Certainly bears good investigation, but far too soon for conclusions (an I'm
usually biased towards acting based on Precautionary Principle, but this just
seems far too indirect to even make assumptions, let alone conclusions).

------
kieranmaine
For those people wondering about what percentage of PM2.5 and PM10 are caused
by non-exhaust emissions.

"NEEs are currently believed to constitute the majority of primary particulate
matter from road transport, 60 percent of PM2.5 and 73 percent of PM10 – and
in its 2019 report ‘Non-Exhaust Emissions from Road Traffic’ by the UK
Government’s Air Quality Expert Group (AQEG), it recommended that NEE are
immediately recognised as a source of ambient concentrations of airborne
particulate matter, even for vehicles with zero exhaust emissions of particles
– such as EVs."

------
muro
Weigh used tires, compare to new, divide by distance used for. Wash them
thoroughly if you want to be extra precise.

------
seemslegit
This talks specifically about particle pollution ( not CO2 emissions ) which
has already been largely regulated out, "up to" 1000x of a very small amount
can still be quite insignificant.

Given the misleading nature of the press release title I think I'll avoid
reading the actual result and mentally mark "Emission analytics" as one of
those companies.

------
gentleman11
This is the perfect opportunity to link people to Robert Heineken’s story: the
Roads Must Roll.
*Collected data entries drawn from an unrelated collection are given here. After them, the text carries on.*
PR #1548, opened 2022-08-24
ARC-1507 update logs

rachellerathbone:
**What's in this PR?**
- Updated some logs to include `gitHubProduct` (cloud/server). 
- Changed a handful of info logs to debug. 

**Why**
- To make it easier to split out customer groups in our logs.
- These logs add value locally but just add noise to Splunk.

**Added feature flags**

**Affected issues**  
ARC-1507

### DIFF
--- a/src/github/branch.ts
+++ b/src/github/branch.ts
@@ -9,6 +9,7 @@ import { GitHubInstallationClient } from "./client/github-installation-client";
 import { JiraBranchData } from "../interfaces/jira";
 import { jiraIssueKeyParser } from "utils/jira-utils";
 import { WebhookContext } from "../routes/github/webhook/webhook-context";
+import { getCloudOrServerFromGitHubAppId } from "utils/get-cloud-or-server";
 
 export const createBranchWebhookHandler = async (context: WebhookContext, jiraClient, _util, gitHubInstallationId: number): Promise<void> => {
 
@@ -48,7 +49,8 @@ export const processBranch = async (
 		return;
 	}
 
-	logger.info(`Sending jira update for create branch event`);
+	const gitHubProduct = getCloudOrServerFromGitHubAppId(gitHubAppId);
+	logger.info({ gitHubProduct },"Sending update for create branch event to Jira.");
 
 	const jiraClient = await getJiraClient(
 		jiraHost,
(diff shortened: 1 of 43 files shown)


src/github/branch.ts
```diff
@@ -77,14 +79,23 @@ export const deleteBranchWebhookHandler = async (context: WebhookContext, jiraCl
 		return;
 	}
 
-	context.log.info(`Deleting branch for repo ${context.payload.repository?.id} with ref ${context.payload.ref}`);
+	const gitHubAppId = context.gitHubAppConfig?.gitHubAppId;
+	const gitHubProduct = getCloudOrServerFromGitHubAppId(gitHubAppId);
+
+	context.log.info(
```
gxueatlassian, line 85: Hi, there're quite a lot of changes in the webhook related handlers, I assume they are all for the main purpose of adding a product field in the log?

If so, we can do it in the GithubWebhookMiddlware at [this line](https://github.com/atlassian/github-for-jira/blob/7b3e3f5de2af73f01a331595acc55724e3a8089a/src/middleware/github-webhook-middleware.ts#L106), like `context.log.addFields({...product})`, so that the change is just in one place. 

Do you think it is okay to do that?

src/jira/client/jira-client.ts
```diff
@@ -265,7 +267,7 @@ export const getJiraClient = async (
 					};
 				}
 				logger?.debug(`Sending builds payload to jira. Payload: ${payload}`);
-				logger?.info("Sending builds payload to jira.");
+				logger?.info({ gitHubProduct }, "Sending builds payload to jira.");
```
gxueatlassian, line 270: Should we do this in the first line of this method when `logger` is created? 
`const logger = log.child({ jiraHost, gitHubInstallationId, gitHubProduct });`

So that we can save the changes in all other places?

src/github/branch.ts
gxueatlassian: Wait, haha, I see you already added that in the middleware, so I guess if just for adding the `product` in the logs fields, we don't have to do it in all these handlers? Or is there a reason that the `product` set in the middleware doesn't work here?

gxueatlassian (approved):

gxueatlassian (approved):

In it, there are a series of road towns, where roads are more
like moving sidewalks. Very neat stuff, I read it as a teenager and then re-
listened to a great audiobook version recently too (bundled with the man who
sold the moon, which is the prophecy foretelling of Elon musk)

[https://en.m.wikipedia.org/wiki/The_Roads_Must_Roll](https://en.m.wikipedia.org/wiki/The_Roads_Must_Roll)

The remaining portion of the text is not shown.